◆ **Action item**
Type out the entries again, matching each one exactly.

◆ **Source data**
________________________

Issue #302, opened 2024-09-16
Make filters affect all elements in all the tabs


joaobertacchi:
Missing #264 #378

WilsonNet:
this still need the graph fillters to be working properly

PR #325, opened 2024-09-19
Feat/add filters tests

WilsonNet:
# Add filter to tests and boots in tree details

- Changed filter lists to sets for better performance and clarity.
- Updated variable names for better readability.
- Added additional filters for configs, compiler, and architecture.
- Refactored the filtering logic in the `TreeDetailsSlow` view.
- Updated the frontend to handle new filter parameters.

________________________

◆ **Output below**
Issue #302, opened 2024-09-16
Make filters affect all elements in all the tabs


joaobertacchi:
Missing #264 #378

WilsonNet:
this still need the graph fillters to be working properly

PR #325, opened 2024-09-19
Feat/add filters tests

WilsonNet:
# Add filter to tests and boots in tree details

- Changed filter lists to sets for better performance and clarity.
- Updated variable names for better readability.
- Added additional filters for configs, compiler, and architecture.
- Refactored the filtering logic in the `TreeDetailsSlow` view.
- Updated the frontend to handle new filter parameters.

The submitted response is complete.